:: RECORDS SHOWN

PR #1503, opened 2026-07-07
Add numerical robustness improvements to GJK

kbayes:
The main changes are:

1. Do a direction fallback when norm becomes too small,
 2. Recorrect barycentric coordinates to be exactly a partition of unity, and
 3. Some exit condition improvements.

*NOTE*: One of the tests was actually incorrect and this PR corrects it.

Benchmark Performance (a little regression is expected due to the support fallback):

 | Benchmark / Task | Before | After | Narrowphase Change (%) |
  | :--- | :--- | :--- | :--- |
  | **aloha_pot** | 81.38836 | 85.13249 | +4.60% |
  | **aloha_sdf** | 39.90975 | 40.09000 | +0.45% |
  | **aloha_cloth** | 3839.18790 | 4036.44060 | +5.14% |
  | **aloha_clutter[0]** | 1332.36986 | 1373.55125 | +3.09% |
  | **aloha_clutter[1]** | 63.47256 | 65.69284 | +3.50% |
  | **cloth** | 45.53600 | 45.92000 | +0.84% |
  | **franka_emika_panda** | 0.04578 | 0.04756 | +3.89% |
  | **humanoid** | 0.18512 | 0.18262 | -1.35% |
  | **three_humanoids** | 0.18125 | 0.18362 | +1.31% |
  | **myoarm** | 8.98313 | 9.50987 | +5.86% |
  | **unitree_g1_flat** | 0.20450 | 0.17312 | -15.34% |
  | **unitree_g1_hfield** | 209.68875 | 214.97988 | +2.52% |

PR #1509, opened 2026-07-09
Use the full-coordinate sparse M and J in the compact sleep solve

adenzler-nvidia:
The compact sleep solve gathered M and J into dense nvmax_pad-sized blocks (cM, cJ) and ran dense products and assemblies against them, so every world paid worst-case padded work regardless of how many DOFs are awake: with everything awake the padding multiplies real work, and mostly-sleeping worlds still pay nvmax-wide dense operations for a handful of active DOFs, since nvmax is sized for the worst world in the batch.

This series moves the compact Newton path onto the original full-coordinate sparse structures instead. Kernels launch at compact width and follow the compaction maps -- cdof_dof selects a thread's global DOF, and row columns remap back through dof_cdof -- reading the static sparse M and J structures the pipeline already maintains, and skipping unmapped entries exactly as the gathers did (M can carry cross-tree entries via tendon armature; a sleeping column's gathered value is zero). Work becomes proportional to actual nonzeros instead of padded dense widths. The dense Hessian and its blocked factorization at compact width remain -- that is what compaction is for -- including the identity padding for per-world unused rows.

The commits, in order: the M products (mv = M @ search in the linesearch, the compacted Ma = M @ qacc at solve init); the J products (jv, the compacted qfrc_constraint, the Jaref initialization); the Hessian assembly (h initialized from the sparse M through M_elemid, JTDAJ added by the grouped sparse assembly writing remapped indices); the incremental Hessian update through the same maps, which removes the last consumer of the gathered cJ on this path so its gather is skipped; and finally a pure refactor folding the compact variants into the native kernels behind a compact factory static, so both pipelines share one implementation and the native variants compile to the same code as before. Dense full models keep the gathered paths (they have no sparse J structures); elliptic and CG keep the gathered assembly. No public API changes; the compact solver context carries references to the full-coordinate Model and Data.

Correctness, re-verified after every commit: qfrc_constraint stays consistent with J^T efc_force at 1e-7-class residuals on three_humanoids and humanoid with SLEEP forced on (8192 worlds; sparse and dense full models), and bit-exact on sleeping clutter scenes in pyramidal and elliptic configurations (2048 worlds); solver iteration counts are unchanged everywhere.

Benchmarks on RTX PRO 6000 (nsys total GPU kernel time, 1000-step mjwarp-testspeed rollouts, main vs this branch, mirrored pairs in one session):

| config | total GPU time | steps/s |
|---|---|---|
| three_humanoids + SLEEP (all awake, nvmax=81) | -42% | 582K -> 1.01M (+73%) |
| sleeping clutter, pyramidal (~92% of DOFs asleep) | -19% | 232K -> 308K (+33%) |
| fully settled clutter, no actuation | | 682K -> 791K (+16%) |

Even fully-settled scenes win: settling micro-wakes keep small islands active each step, and the work now scales with them rather than with nvmax. The sleeping case's largest single win is the incremental Hessian update, whose dense variant paid O(nvmax_pad^2) per changed row across every wake transient. Native configurations are unchanged (the compact factory statics fold away; verified at parity).

Unrelated: two collision_gjk_test failures appear in local GPU runs of this branch; they bisect to b5edf8ec (#1503) on main.


mujoco_warp/_src/solver.py
```diff
@@ -3825,6 +3913,73 @@ def _init_compact_inertia(
...
+
+def _mul_m_compact_aware(m: types.Model, d: types.Data, ctx: SolverContext | InverseContext, res, vec, skip):
+  """M @ vec: full-coordinate sparse walk under compact, support.mul_m natively."""
+  dfull = ctx.compact_d_full
+  if dfull is not None:
+    wp.launch(
+      _mul_m_sparse_compact,
+      dim=(d.nworld, m.nv),
+      inputs=[
+        m.M_mulm_rowadr,
```
thowell: should we get `mfull = ctx.compact_m_full` and use `mfull` instead of `m` here and in the next 2 lines for clarity?

thowell (approved):
great stuff! thanks @adenzler-nvidia

mujoco_warp/_src/solver.py
adenzler-nvidia: Done — added the `mfull` alias in 8879f24f.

::::

Above are the records; from them, give again exactly the lines from the one containing "The commits, in" to the one containing "Benchmarks on RTX", both lines included, and nothing more.

The commits, in order: the M products (mv = M @ search in the linesearch, the compacted Ma = M @ qacc at solve init); the J products (jv, the compacted qfrc_constraint, the Jaref initialization); the Hessian assembly (h initialized from the sparse M through M_elemid, JTDAJ added by the grouped sparse assembly writing remapped indices); the incremental Hessian update through the same maps, which removes the last consumer of the gathered cJ on this path so its gather is skipped; and finally a pure refactor folding the compact variants into the native kernels behind a compact factory static, so both pipelines share one implementation and the native variants compile to the same code as before. Dense full models keep the gathered paths (they have no sparse J structures); elliptic and CG keep the gathered assembly. No public API changes; the compact solver context carries references to the full-coordinate Model and Data.

Correctness, re-verified after every commit: qfrc_constraint stays consistent with J^T efc_force at 1e-7-class residuals on three_humanoids and humanoid with SLEEP forced on (8192 worlds; sparse and dense full models), and bit-exact on sleeping clutter scenes in pyramidal and elliptic configurations (2048 worlds); solver iteration counts are unchanged everywhere.

Benchmarks on RTX PRO 6000 (nsys total GPU kernel time, 1000-step mjwarp-testspeed rollouts, main vs this branch, mirrored pairs in one session):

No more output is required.